Greek retailers and consumers in the doldrums
The economic climate improved slightly in July due to better growth expectations in industry, construction and services, according to a report by the Foundation for Economic and Industrial Research (IOBE).
However, this optimism is not reflected in retail commerce, where expectations have clearly deteriorated.
Overall, the economic climate index improved to 90.8 from 87.6 in June, still below the 100 threshold separating expectations of growth from expectations of recession.
Construction and services did better than industry, with businessmen active in both sectors appearing to believe that their business will finally begin to get out of the doldrums they found themselves stuck in earlier this year amid the first surge in the pandemic.
Retail trade stands out, however, for its bad climate. The sector’s expectations sub-index dropped to 70.4 from 84.4 in June. This means the sales outlook has changed for the worse and stocks of unsold products are rapidly growing.
Consumer confidence also took a hit in July, with negative sentiments outpacing positive ones by 34.7% (from 27.7% in June), while last year the difference – again in favor of negativity – was 15%. This new drop in sentiment makes Greek consumers the most pessimistic in the European Union, followed by Bulgaria’s (32.2%). Consumers in Slovenia, Portugal and Spain are also among the EU’s top five in terms of their pessimistic outlook.
The difference between Greek consumers who said their household finances are worsening versus those who say they are improving rose to a (negative) 27.2% in July, from 21% in June. Among the surveyed households, 44% said their finances took a slight or serious turn for the worse, while just 4% reported a slight improvement.

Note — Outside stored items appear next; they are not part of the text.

PR #15, opened 2018-11-02
Major refactoring of the script, notifications added.

### LINKED ISSUE #1: fix erros when no jobs have been submitted previously
ex:

```
cat: /Users/louisb/.cromshell/last.workfow.id: No such file or directory
using workflow-id ==
parse error: Invalid numeric literal at line 1, column 4
```

### LINKED ISSUE #11: execution-status-count gives confusing jq error if workflow doesn't exist
```
cromwell execution-status-count 4a9f6782-948a-47d9-9d04-4108e7bd102f
using workflow-id == 4a9f6782-948a-47d9-9d04-4108e7bd102f
jq: error (at <stdin>:3): null (null) has no keys
```

This should probably be clearer.

### LINKED ISSUE #13: rename cromwell script to cromshell
The name Cromwell conflicts with the actual `cromwell` command line tools.  Would people object to renaming it `cromshell`?  You could always alias it back if you don't also use a local cromwell.

### LINKED ISSUE #14: Error code of `status` command does not reflect job status
It would be nice if it did.

jonn-smith:
Added the `notify` sub-command, which will spin off a background task in
bash and periodically check to see if the specified workflow ID is
complete.  Upon completion will send an email to the specified email
address.

Also:

Renamed script to cromshell.
Fixes #13

Now `status` will return 1 if the given workflow did not succeed.
Fixes #14

Now displays an error for failed execution-status-count.
Fixes #11

Now displays an error if CROMWELL_LAST_WORKFLOW_FILE doesn't exist.
Fixes #1


cromshell
```diff
@@ -0,0 +1,311 @@
...
+	# we assume arg 1 is the WORKFLOW_ID and arg 2 
+	# is the email address:
+	if [[ $# -gt 1 ]] ; then
+		# Get the workflow ID:
+		populateWorkflowId $1
+		shift
+	fi
+	
+	# Make sure the user gave us a good email address:
+	echo "$1" | grep '@' &> /dev/null
```
lbergelson: why not just `grep -q '@'` instead of dumping it to /dev/null?

cromshell
```diff
@@ -0,0 +1,311 @@
...
+			# Get our sub-command:
+			SUB_COMMAND=$1
+			shift
+			# We'll manually handle the rest of the options:
+			break
+			;;
+    *)
+      error "${SCRIPTNAME}: invalid option: $1" 
+      simpleUsage
+      echo "Try \`$SCRIPTNAME --help' for more information."
```
lbergelson: What's this escaped backtick for?

cromshell
```diff
@@ -0,0 +1,311 @@
...
+{
+  rm -f ${TMPFILELIST}
+}
+
+function at_exit()
+{
+  cleanTempVars
+}
+
+function checkPipeStatus() {
```
lbergelson: oh, neat, I didn't know about that.

cromshell
```diff
@@ -0,0 +1,311 @@
...
+}
+
+#Display a message to std error:
+function error() 
+{
+  echo "$1" 1>&2 
+}
+
+TMPFILELIST=''
+function makeTemp()
```
lbergelson: Lets remove the stuff that isn't used in the script...

Seems like we could drop the temp file stuff and the exit trapping since those aren't feature we actually use.

cromshell
```diff
@@ -0,0 +1,311 @@
...
+  simpleUsage
+  echo
+  echo -e "When submitting a workflow, the returned worfklow-id will become the" 
+  echo -e "last used workflow id. Also, you can use -n instead of a workflow-id to "
+  echo -e "use a previous run (status -1 would be the status of the last run," 
+  echo -e "-2 would be the one before that).  However, for commands that "
+  echo -e "accepts multiple workflow-id's (status and abort), this does not apply, "
+  echo -e "the explicit workflow-id's are expected if you provide multiple ones."
+  echo
+	echo -e "NOTE: As a convenience, if you omit a workflow-id from a command,"
```
lbergelson: weird spacing here

cromshell
```diff
@@ -0,0 +1,311 @@
...
+		else 
+			WORKFLOW_ID=$(cat ${CROMWELL_LAST_WORKFLOW_FILE} )
+		fi
+  fi
+}
+
+# Submit a workflow and arguments to the Cromwell Server
+function submit() { 
+  local response=$(curl -s -F workflowSource=@${1}  ${2:+ -F workflowInputs=@${2}} ${3:+ -F workflowOptions=@${3}} ${4:+ -F workflowDependencies=@${4}} ${CROMWELL_URL}/api/workflows/v1)
+	local r=$?
```
lbergelson: I think there's some tab / space confusion going on because some lines are wierdly over-indented

cromshell
```diff
@@ -0,0 +1,311 @@
...
+	echo "$1" | grep '@' &> /dev/null
+	r=$?
+	[ $r -ne 0 ] && error "Error: invalid email address: $1" && exit 5
+	email=$1
+
+	# Make sure our workflow ID is populated:
+	populateWorkflowId ${WORKFLOW_ID}
+	
+	# Spin off our notifier:
+	notify $WORKFLOW_ID $email &
```
lbergelson: This should probably be disowned.

cromshell
```diff
@@ -0,0 +1,311 @@
...
+	return $( checkPipeStatus )
+}
+
+# Get the metadata for a Cromwell job UUID
+function metadata() {
+  curl --compressed -s ${CROMWELL_URL}/api/workflows/v1/${1}/metadata?${CROMWELL_METADATA_PARAMETERS} | jq . ;
+	return $( checkPipeStatus )
+}
+
+# Get the metadata for a Cromwell job UUID
```
lbergelson: Description here isn't right.

cromshell
```diff
@@ -0,0 +1,311 @@
...
+# Get the logs of a Cromwell job UUID
+function logs() {
+  curl -s ${CROMWELL_URL}/api/workflows/v1/${1}/logs | jq . ;
+	return $( checkPipeStatus )
+}
+
+# Get the metadata for a Cromwell job UUID
+function metadata() {
+  curl --compressed -s ${CROMWELL_URL}/api/workflows/v1/${1}/metadata?${CROMWELL_METADATA_PARAMETERS} | jq . ;
+	return $( checkPipeStatus )
```
lbergelson: Would `Set +e` accomplish a similar thing to the pipe status checks?   It seems like it's reporting any non-0 exit code for any commands that were connected to the pipe?

cromshell
```diff
@@ -0,0 +1,311 @@
...
+  echo -e "Supported Subcommands:"
+  echo -e "   submit [wdl-file] [inputs] [options] [dependencies]"
+  echo -e "   status [worfklow-id] [[worfklow-id]...]"
+  echo -e "   logs [worfklow-id] [[worfklow-id]...]"
+  echo -e "   metadata [worfklow-id] [[worfklow-id]...]"
+  echo -e "   slim-metadata [worfklow-id] [[worfklow-id]...]"
+  echo -e "   execution-status-count [worfklow-id] [[worfklow-id]...]"
+  echo -e "   timing [worfklow-id] [[worfklow-id]...]"
+  echo -e "   abort [worfklow-id] [[worfklow-id]...]"
+	echo -e "   notify [workflow-id] email_address"
```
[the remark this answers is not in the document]
jonn-smith: I think this is probably a tab-to-spaces issue like you said below.  I'll clear up the file and fix it all.

cromshell
jonn-smith: This is how I learned to do it.  I'll change it to use `-q`.

Old habits die hard I guess.

cromshell
jonn-smith: To display as a back tick.  It's showing the command to run to see the options for the script in quotes, so it'll be rendered as ``cromshell --help'.

cromshell
jonn-smith: Yeah - it's VERY helpful when checking whether a chain of commands has passed (and really the only way).

cromshell
jonn-smith: I like the idea of leaving things in so that they can be used in other scripts people make.

There's a tendency to reuse scripts as templates for future scripts.

I have a script template, from which I pulled most of the refactoring, that I use almost every time I make a new one.  If we can make a template for people to use (or if you want to use mine) then I'd be fine with it.

cromshell
jonn-smith: Definitely tabs/spaces.

Fixed.

cromshell
jonn-smith: Definitely tabs/spaces.

Fixed.

cromshell
jonn-smith: `nohup` added.

cromshell
jonn-smith: Copy / paste error.

Fixed.

cromshell
jonn-smith: Yes, but then you get the `bash` equivalent of a stack trace.

I'll update the check status method to be a little more descriptive.

jonn-smith:
@lbergelson back to you for another review.

I also addressed several issues while I was cleaning it up.

cromshell
jonn-smith: Also, with the latest refactoring, I made it use the `makeTemp` function after all.

cromshell
```diff
@@ -0,0 +1,457 @@
...
+
+# Spin off a task in the background that will check periodically if the workflow ID is 
+# complete.
+# When it is, send an email to the email address specified.
+function notify() {
+
+  local id=$1
+  local email=$2
+  
+  statusFile=$( mktemp )
```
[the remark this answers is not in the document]
jonn-smith: Now reading into a variable.

Fixed!

cromshell
```diff
@@ -0,0 +1,457 @@
+#!/usr/bin/env bash
+
+################################################################################
+
+# Setup variables for the script:
+UNALIASED_SCRIPT_NAME=$( readlink "${BASH_SOURCE[0]}" || echo "${BASH_SOURCE[0]}" )
+SCRIPTDIR="$( cd "$( dirname "${UNALIASED_SCRIPT_NAME}" )" && pwd )"
```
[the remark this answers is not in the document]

Exporters have also turned pessimistic. The TCI (Trade Confidence Index) compiled by the Association of Northern Greek Exporters stood at 86.8 in the first half of the year (over 100 represents optimism and under 100, pessimism), down from 141.5 a year ago.
In the manufacturing sector, purchasing managers also showed a slight trend toward pessimism. This was due to shrinking production and new orders. The uncertainty surrounding the pandemic has clearly affected clients, both domestic and international.